*Exercise*. Every line of the records below should be restated exactly.

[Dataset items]
· · · · ·
PR #485, opened 2017-01-25
FIX: for function created in main, replicate the directory structure in cache

### LINKED ISSUE #482: joblib crashes when function name to cache is too long
I am using joblib to cache the results of a function and joblib crashes with the following error message:

```
OSError: [Errno 36] File name too long: '.joblib/joblib/__main__--home-nelle-Projects-EPICON-epiconWorkRepos-integration-scripts-mediation_bootstrapped_nnls-test_model_mrna_TFs_mirna_meth_bootstrapped_nnls'
```

aabadie:
Should fix #482 

The idea is to replicate the directory structure of a function called in __main__ in the cache instead of building a single directory from the full path. For deep directories tree, the previous strategy could create a long path name.

### DIFF
--- a/joblib/func_inspect.py
+++ b/joblib/func_inspect.py
@@ -83,7 +83,7 @@ def _clean_win_chars(string):
         # In Python 3, quote is elsewhere
         import urllib.parse
         quote = urllib.parse.quote
-    for char in ('<', '>', '!', ':', '\\'):
+    for char in ('<', '>', '!', ':'):
         string = string.replace(char, quote(char))
     return string
 
@@ -128,6 +128,9 @@ def get_func_name(func, resolv_alias=True, win_characters=True):
                 # will change with every new kernel instance. This hack
                 # always returns the same filename
                 parts[-1] = '__ipython-input__'
+            if os.name == 'nt':
+                # Remove ':' from drive letter
+                parts[0] = parts[0][:-1]
             filename = os.path.join(*parts)
             if filename.endswith('.py'):
                 filename = filename[:-3]
--- a/joblib/func_inspect.py
+++ b/joblib/func_inspect.py
@@ -128,10 +128,10 @@ def get_func_name(func, resolv_alias=True, win_characters=True):
                 # will change with every new kernel instance. This hack
                 # always returns the same filename
                 parts[-1] = '__ipython-input__'
-            filename = '-'.join(parts)
+            filename = os.path.join(*parts)
             if filename.endswith('.py'):
                 filename = filename[:-3]
-            module = module + '-' + filename
+            module = os.path.join(module, filename)
     module = module.split('.')
     if hasattr(func, 'func_name'):
         name = func.func_name
--- a/joblib/test/test_memory.py
+++ b/joblib/test/test_memory.py
@@ -21,7 +21,13 @@ from joblib.memory import _load_output, _get_func_fullname
 from joblib.memory import JobLibCollisionWarning
 from joblib.test.common import with_numpy, np
 from joblib.testing import parametrize, raises, warns
+from joblib.testing import skipif, check_subprocess_call
 from joblib._compat import PY3_OR_LATER
+
+try:
+    import posix
+except ImportError:
+    posix = None
 
 
 ###############################################################################
@@ -722,3 +728,32 @@ def test_memory_clear(tmpdir):
     memory.clear()
 
     assert os.listdir(memory.cachedir) == []
+
+
+@skipif(posix is None, reason='Not a Posix platform.')
+@parametrize('subdirs', [['myfunc'], ['myfunc' for _ in range(50)]])
+def test_memory_main(tmpdir, subdirs):
+    cache_dir = os.path.join(tmpdir.strpath, 'cache')
+    func_dir = os.path.join(tmpdir.strpath, *subdirs)
+
+    # Create a simple script using memory to execute from filesystem
+    code = '\n\n'.join([
+        'from joblib import Memory',
+        'mem = Memory(cachedir="{}", verbose=100)'.format(cache_dir),
+        'def myfunc(): return',
+        'myfunc = mem.cache(myfunc)',
+        'myfunc()',
+        'myfunc()'])
+
+    # The script is stored in /tmpdir/func/.../func/test.py
+    # We need to create the full path recursively before writing the content.
+    os.makedirs(func_dir)
+    func_code_filename = os.path.join(func_dir, 'test.py')
+    with open(func_code_filename, 'w') as f:
+        f.write(code)
+
+    # smoke test to verify no error is raised
+    check_subprocess_call([sys.executable, func_code_filename])
+
+    assert os.path.exists(os.path.join(tmpdir.strpath,
+                                       'cache', 'joblib', func_dir))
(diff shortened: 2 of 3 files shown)


aabadie:
If the new strategy is fine for people, I'll add a non regression test.

joblib/func_inspect.py
```diff
@@ -128,10 +128,10 @@ def get_func_name(func, resolv_alias=True, win_characters=True):
                 # will change with every new kernel instance. This hack
                 # always returns the same filename
                 parts[-1] = '__ipython-input__'
-            filename = '-'.join(parts)
+            filename = os.path.join(*parts)
             if filename.endswith('.py'):
                 filename = filename[:-3]
-            module = module + '-' + filename
+            module = module + filename
```
lesteve: Why not `os.path.join(module, filename)`?

Also you can tidy the `parts` stuff, I don't think you need to split and then join again. In the IPython case, filename is `'ipython-input...'`.

aabadie: Good point, I'll change that

joblib/test/test_memory.py
```diff
@@ -722,3 +723,28 @@ def test_memory_clear(tmpdir):
...
+    code = '\n\n'.join([
+        'from joblib import Memory',
+        'mem = Memory(cachedir="{}", verbose=100)'.format(cache_dir),
+        'def myfunc(): return',
+        'myfunc()',
+        'myfunc()'])
+
+    # The script is stored in /tmpdir/func/.../func/test.py
+    # We need to create the full path recursively before writing the content.
+    mkdirp(func_dir)
```
lesteve: use `os.makedirs` here, `func_dir` should not exist.

joblib/test/test_memory.py
```diff
@@ -722,3 +723,28 @@ def test_memory_clear(tmpdir):
...
+    func_code_filename = os.path.join(func_dir, 'test.py')
+    with open(func_code_filename, 'a') as f:
```
lesteve: Why mode `'a'`?

joblib/test/test_memory.py
```diff
@@ -722,3 +723,28 @@ def test_memory_clear(tmpdir):
     memory.clear()
 
     assert os.listdir(memory.cachedir) == []
+
+
+@parametrize('subdirs', [['myfunc'], ['myfunc' for _ in range(50)]])
+def test_memory_main(tmpdir, subdirs):
+    cache_dir = os.path.join(tmpdir.strpath, 'cache')
+    func_dir = os.path.join(*subdirs)
+    func_dir = os.path.join(tmpdir.strpath, func_dir)
```
lesteve: Do that on one line for easier reading:
```python
func_dir = os.path(tmpdir.strpath, *subdirs)
```

joblib/test/test_memory.py
```diff
@@ -722,3 +723,28 @@ def test_memory_clear(tmpdir):
...
+
+    # Create a simple script using memory to execute from filesystem
+    code = '\n\n'.join([
+        'from joblib import Memory',
+        'mem = Memory(cachedir="{}", verbose=100)'.format(cache_dir),
+        'def myfunc(): return',
+        'myfunc()',
```
lesteve: The function you are calling is not cached so the test does not fail on master.

aabadie: oops ;)

aabadie:
CI looks good now @lesteve

lesteve:
Hmmm I am not 100% sure but the Windows error looks genuine ...

lesteve:
Note I am not skipping completely the test on Windows but trying to run it with with the single subdir directory. I was expecting it to pass.

joblib/test/test_memory.py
· · · · ·
*Task output*.
PR #485, opened 2017-01-25
FIX: for function created in main, replicate the directory structure in cache

### LINKED ISSUE #482: joblib crashes when function name to cache is too long
I am using joblib to cache the results of a function and joblib crashes with the following error message:

```
OSError: [Errno 36] File name too long: '.joblib/joblib/__main__--home-nelle-Projects-EPICON-epiconWorkRepos-integration-scripts-mediation_bootstrapped_nnls-test_model_mrna_TFs_mirna_meth_bootstrapped_nnls'
```

aabadie:
Should fix #482 

The idea is to replicate the directory structure of a function called in __main__ in the cache instead of building a single directory from the full path. For deep directories tree, the previous strategy could create a long path name.

### DIFF
--- a/joblib/func_inspect.py
+++ b/joblib/func_inspect.py
@@ -83,7 +83,7 @@ def _clean_win_chars(string):
         # In Python 3, quote is elsewhere
         import urllib.parse
         quote = urllib.parse.quote
-    for char in ('<', '>', '!', ':', '\\'):
+    for char in ('<', '>', '!', ':'):
         string = string.replace(char, quote(char))
     return string
 
@@ -128,6 +128,9 @@ def get_func_name(func, resolv_alias=True, win_characters=True):
                 # will change with every new kernel instance. This hack
                 # always returns the same filename
                 parts[-1] = '__ipython-input__'
+            if os.name == 'nt':
+                # Remove ':' from drive letter
+                parts[0] = parts[0][:-1]
             filename = os.path.join(*parts)
             if filename.endswith('.py'):
                 filename = filename[:-3]
--- a/joblib/func_inspect.py
+++ b/joblib/func_inspect.py
@@ -128,10 +128,10 @@ def get_func_name(func, resolv_alias=True, win_characters=True):
                 # will change with every new kernel instance. This hack
                 # always returns the same filename
                 parts[-1] = '__ipython-input__'
-            filename = '-'.join(parts)
+            filename = os.path.join(*parts)
             if filename.endswith('.py'):
                 filename = filename[:-3]
-            module = module + '-' + filename
+            module = os.path.join(module, filename)
     module = module.split('.')
     if hasattr(func, 'func_name'):
         name = func.func_name
--- a/joblib/test/test_memory.py
+++ b/joblib/test/test_memory.py
@@ -21,7 +21,13 @@ from joblib.memory import _load_output, _get_func_fullname
 from joblib.memory import JobLibCollisionWarning
 from joblib.test.common import with_numpy, np
 from joblib.testing import parametrize, raises, warns
+from joblib.testing import skipif, check_subprocess_call
 from joblib._compat import PY3_OR_LATER
+
+try:
+    import posix
+except ImportError:
+    posix = None
 
 
 ###############################################################################
@@ -722,3 +728,32 @@ def test_memory_clear(tmpdir):
     memory.clear()
 
     assert os.listdir(memory.cachedir) == []
+
+
+@skipif(posix is None, reason='Not a Posix platform.')
+@parametrize('subdirs', [['myfunc'], ['myfunc' for _ in range(50)]])
+def test_memory_main(tmpdir, subdirs):
+    cache_dir = os.path.join(tmpdir.strpath, 'cache')
+    func_dir = os.path.join(tmpdir.strpath, *subdirs)
+
+    # Create a simple script using memory to execute from filesystem
+    code = '\n\n'.join([
+        'from joblib import Memory',
+        'mem = Memory(cachedir="{}", verbose=100)'.format(cache_dir),
+        'def myfunc(): return',
+        'myfunc = mem.cache(myfunc)',
+        'myfunc()',
+        'myfunc()'])
+
+    # The script is stored in /tmpdir/func/.../func/test.py
+    # We need to create the full path recursively before writing the content.
+    os.makedirs(func_dir)
+    func_code_filename = os.path.join(func_dir, 'test.py')
+    with open(func_code_filename, 'w') as f:
+        f.write(code)
+
+    # smoke test to verify no error is raised
+    check_subprocess_call([sys.executable, func_code_filename])
+
+    assert os.path.exists(os.path.join(tmpdir.strpath,
+                                       'cache', 'joblib', func_dir))
(diff shortened: 2 of 3 files shown)


aabadie:
If the new strategy is fine for people, I'll add a non regression test.

joblib/func_inspect.py
```diff
@@ -128,10 +128,10 @@ def get_func_name(func, resolv_alias=True, win_characters=True):
                 # will change with every new kernel instance. This hack
                 # always returns the same filename
                 parts[-1] = '__ipython-input__'
-            filename = '-'.join(parts)
+            filename = os.path.join(*parts)
             if filename.endswith('.py'):
                 filename = filename[:-3]
-            module = module + '-' + filename
+            module = module + filename
```
lesteve: Why not `os.path.join(module, filename)`?

Also you can tidy the `parts` stuff, I don't think you need to split and then join again. In the IPython case, filename is `'ipython-input...'`.

aabadie: Good point, I'll change that

joblib/test/test_memory.py
```diff
@@ -722,3 +723,28 @@ def test_memory_clear(tmpdir):
...
+    code = '\n\n'.join([
+        'from joblib import Memory',
+        'mem = Memory(cachedir="{}", verbose=100)'.format(cache_dir),
+        'def myfunc(): return',
+        'myfunc()',
+        'myfunc()'])
+
+    # The script is stored in /tmpdir/func/.../func/test.py
+    # We need to create the full path recursively before writing the content.
+    mkdirp(func_dir)
```
lesteve: use `os.makedirs` here, `func_dir` should not exist.

joblib/test/test_memory.py
```diff
@@ -722,3 +723,28 @@ def test_memory_clear(tmpdir):
...
+    func_code_filename = os.path.join(func_dir, 'test.py')
+    with open(func_code_filename, 'a') as f:
```
lesteve: Why mode `'a'`?

joblib/test/test_memory.py
```diff
@@ -722,3 +723,28 @@ def test_memory_clear(tmpdir):
     memory.clear()
 
     assert os.listdir(memory.cachedir) == []
+
+
+@parametrize('subdirs', [['myfunc'], ['myfunc' for _ in range(50)]])
+def test_memory_main(tmpdir, subdirs):
+    cache_dir = os.path.join(tmpdir.strpath, 'cache')
+    func_dir = os.path.join(*subdirs)
+    func_dir = os.path.join(tmpdir.strpath, func_dir)
```
lesteve: Do that on one line for easier reading:
```python
func_dir = os.path(tmpdir.strpath, *subdirs)
```

joblib/test/test_memory.py
```diff
@@ -722,3 +723,28 @@ def test_memory_clear(tmpdir):
...
+
+    # Create a simple script using memory to execute from filesystem
+    code = '\n\n'.join([
+        'from joblib import Memory',
+        'mem = Memory(cachedir="{}", verbose=100)'.format(cache_dir),
+        'def myfunc(): return',
+        'myfunc()',
```
lesteve: The function you are calling is not cached so the test does not fail on master.

aabadie: oops ;)

aabadie:
CI looks good now @lesteve

lesteve:
Hmmm I am not 100% sure but the Windows error looks genuine ...

lesteve:
Note I am not skipping completely the test on Windows but trying to run it with with the single subdir directory. I was expecting it to pass.

joblib/test/test_memory.py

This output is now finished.